Issue #13050, opened 2024-09-04
[Bug]: possibly easy fix? A4 dimensions doesn't match actual a4 specification


DCh06:
### Minimal, reproducible example

```TypeScript
// works
export const createPDFA4 = async (htmlString) => {
    const browser = await puppeteer.launch();
    const page = await browser.newPage();
    await page.setContent(htmlString);
    const pdfBuffer = await page.pdf({path:'x.pdf' , width: "210mm", height: "297mm" });
    await browser.close();

    return Buffer.from(pdfBuffer)
};

// doesnt work
export const createPDFA4 = async (htmlString) => {
    const browser = await puppeteer.launch();
    const page = await browser.newPage();
    await page.setContent(htmlString);
    const pdfBuffer = await page.pdf({path:'x.pdf' , format: 'A4' });
    await browser.close();

    return Buffer.from(pdfBuffer)
};
```

### Background

Im trying to create pdf. 3rd party app has a4 validation. When created with ...format: 'A4'..., validator rejects my file. Creating it with set dimensions doesnt have this problem.

Tested on macOS and windows 10

### Expectation

format:'A4' to create exact A4 format 210x297mm

### Reality

there is very small difference, cannot pass through some A4 validators, final format is 210.227 x 297.349

### Puppeteer version

23.2.2

### Node version

v20.9.0

### Package manager

npm

### Package manager version

10.1.0

### Operating system

macOS

OrKoN:
Yeah, Puppeteer defines a4 in inches (8.27 x 11.7 in) because Chrome DevTools Protocol accepts inches for printing and that is probably not precise enough for validators.

hangyeol0531:
I requested PR related to the issue.

https://github.com/puppeteer/puppeteer/pull/13087

OrKoN:
should be closed via https://github.com/puppeteer/puppeteer/pull/13087

PR #13087, opened 2024-09-14
fix: improve Precision of Paper Sizes in Inches to 4 Decimal Places

hangyeol0531:
This is related to the issue below.

https://github.com/puppeteer/puppeteer/issues/13050

By increasing the decimal places to 4, the accuracy was improved, and this resolved the issue.

The values were adjusted according to the **ISO 216** A series.

As you can see in the two pictures below, **the page size is the same.** (It was different before the code change)
```
// works
const correctCreatePDFA4 = async (htmlString) => {
        executablePath: '/usr/local/bin/chromium',
        headless: true,
    });
    await page.setContent(htmlString);
    const pdfBuffer = await page.pdf({path:'correctCreatePDFA4.pdf' , width: "210mm", height: "297mm" });
    await browser.close();
    return Buffer.from(pdfBuffer)
};

// doesnt work
const incorrectCreatePDFA4 = async (htmlString) => {
        executablePath: '/usr/local/bin/chromium',
        headless: true,
    });
    await page.setContent(htmlString);
    const pdfBuffer = await page.pdf({path:'incorrectCreatePDFA4.pdf' , format: 'A4' });
    await browser.close();
    return Buffer.from(pdfBuffer)
};

(async () => {
    await correctCreatePDFA4(htmlString)
    await incorrectCreatePDFA4(htmlString)
})();
```

incorrect

correct


OrKoN:
Thanks!

OrKoN (approved):

Issue #13084, opened 2024-09-12
[Feature]: Distinguish between different `Touch`es


emilefokkema:
### Feature description

Currently, the [`touchMove()`](https://pptr.dev/api/puppeteer.touchscreen.touchmove) method on the `TouchScreen` class takes two parameters, `x` and `y`. But there is no way to specify _which_ of the touches you want to move. (Because multiple touches [can be active](https://developer.mozilla.org/en-US/docs/Web/API/TouchEvent/targetTouches) at any given time.)

Proposal: change the signature of [`TouchScreen.touchStart`](https://github.com/puppeteer/puppeteer/blob/280e6f82065a2cbbe696673934a9c10610a780c6/packages/puppeteer-core/src/api/Input.ts#L498) to
```ts
abstract touchStart(x: number, y: number): Promise<Touch>
```
where `Touch` would be something like
```ts
interface Touch {
    move(x: number, y: number): Promise<void>
    end(): Promise<void>
}
```
This way it would be perfectly clear which of the touches you're moving or ending. (The presence of the optional `id` property [in the parameters](https://chromedevtools.github.io/devtools-protocol/tot/Input/#type-TouchPoint) to the CDP `Input.dispatchTouchEvent` command at least suggests that something like this is possible.)

lballard625015:
Can I work on this one?

OrKoN:
We need to consider that the API should compatible with WebDriver BiDi as well: https://w3c.github.io/webdriver-bidi/#command-input-performActions

In general, I think the proposed API makes sense.

emilefokkema:
@OrKoN @Lightning00Blade One way to answer my question above is to look at the current behavior. [This test](https://github.com/emilefokkema/puppeteer/commit/45469a703ae3bee7788c33e534b57ce6b2e734d3) (run against chrome-headless) seems to show that the current behavior of

```ts
await page.touchscreen.touchStart(100, 100);
await page.touchscreen.touchStart(200, 200);
await page.touchscreen.touchMove(150, 150);
```

is exactly the same as if it had been

```ts
await page.touchscreen.touchStart(100, 100);
await page.touchscreen.touchMove(200, 200);
```
The second `touchStart` does not result in a new touch at all. So I don't know if this new feature can be implemented in a backwards-compatible way.

emilefokkema:
[...]

PR #13111, opened 2024-09-21
feat: add touch specifier (#13084)

ritk20:

Feature added to specify which of the touches you want to move in [`TouchScreen.touchStart`](https://github.com/puppeteer/puppeteer/blob/280e6f82065a2cbbe696673934a9c10610a780c6/packages/puppeteer-core/src/api/Input.ts#L498)

No, the base tests were fine

Yes, Updated puppeteer.touchscreen.touchstart.md in docs/api and puppeteer.touchscreen.touchstart.md in website/versioned_docs/version-23.4.0/api/

**Summary**
Added feature for [this](https://github.com/puppeteer/puppeteer/issues/13084) pull request

No

**Other information**

### DIFF
--- a/docs/api/puppeteer.touchscreen.touchstart.md
+++ b/docs/api/puppeteer.touchscreen.touchstart.md
@@ -10,7 +10,7 @@ Dispatches a `touchstart` event.
 
 ```typescript
 class Touchscreen {
-  abstract touchStart(x: number, y: number): Promise<void>;
+  abstract touchStart(x: number, y: number): Promise<Touch>;
 }
 ```
 
--- a/packages/puppeteer-core/src/api/Input.ts
+++ b/packages/puppeteer-core/src/api/Input.ts
@@ -34,6 +34,14 @@ export interface KeyboardTypeOptions {
 /**
  * @public
  */
+export interface Touch {
+  move(x: number, y: number): Promise<void>;
+  end(): Promise<void>;
+}
+
+/**
+ * @public
+ */
 export type KeyPressOptions = KeyDownOptions & KeyboardTypeOptions;
 
 /**
@@ -495,7 +503,7 @@ export abstract class Touchscreen {
    * @param x - Horizontal position of the tap.
    * @param y - Vertical position of the tap.
    */
-  abstract touchStart(x: number, y: number): Promise<void>;
+  abstract touchStart(x: number, y: number): Promise<Touch>;
 
   /**
    * Dispatches a `touchMove` event.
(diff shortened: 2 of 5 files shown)


emilefokkema:
I think at least one test is definitely needed here:

```ts
// arrange
const touch1 = await page.touchscreen.touchStart(100, 100);
const touch2 = await page.touchscreen.touchStart(200, 200);

// act
await touch1.move(150, 150);

// assert that the first touch has moved, and not the second

```

Lightning00Blade:
Please add a test using the return variable from `touchStart`. The test can mimic the one in `Touchscreen.prototype.touchMove` and should be for `Touchscreen.prototype.touchStart`, but using the newly added feature.

ritk20:
Thanks for the help. Will add the tests soon.

emilefokkema:
@Lightning00Blade But what about

```ts
const touch1 = await page.touchscreen.touchStart(100, 100);
const touch2 = await page.touchscreen.touchStart(200, 200);

await page.touchscreen.touchMove(150, 150); // which of the two touches should now move?
```
?

Lightning00Blade:
I miss that comment, and now looking closer to the request I don't think the current implementation here would work, as we never provide the unique ID that CDP and WebDriver BiDi require to make the diffrence.

Also the test you suggested look like a good candidate for this indeed.

ritk20:
> @Lightning00Blade But what about
> 
> ```ts
> const touch1 = await page.touchscreen.touchStart(100, 100);
> const touch2 = await page.touchscreen.touchStart(200, 200);
> 
> await page.touchscreen.touchMove(150, 150); // which of the two touches should now move?
> ```
> 
> ?

Yes, I figured my current implementation wouldn't work with this. Trying something like this now
`  #touchPoints: Array<{ id: number, x: number, y: number, radiusX: number, radiusY: number, force: number }> = [];`

where I pass `const id = this.#touchPoints.length + 1;` in `touchStart`. I'm trying to get that to work correctly now.

Also, in the test you suggested, `touch2` should move right?

emilefokkema:
@ritk20 I suggested a test and I asked a question to which I do not know the answer. For the test I suggested, see above. As for the question, that is:
```ts
const touch1 = await page.touchscreen.touchStart(100, 100);
const touch2 = await page.touchscreen.touchStart(200, 200);

await page.touchscreen.touchMove(150, 150); // which of the two touches should now move?
```
I don't know the answer to that one. Maybe @Lightning00Blade ?

emilefokkema:
@ritk20 As for the question I asked, I had a look at the current behavior. Please refer to [this comment](https://github.com/puppeteer/puppeteer/issues/13084#issuecomment-2372269950)

Lightning00Blade:
Closed by https://github.com/puppeteer/puppeteer/pull/13231

Issue #13152, opened 2024-10-03
[Bug]: Dynamically added shadow DOM elements cannot be found


zooltar:
### Minimal, reproducible example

#####

Report every line of the material above in which "Thanks" appears.

Thanks!
Thanks for the help. Will add the tests soon.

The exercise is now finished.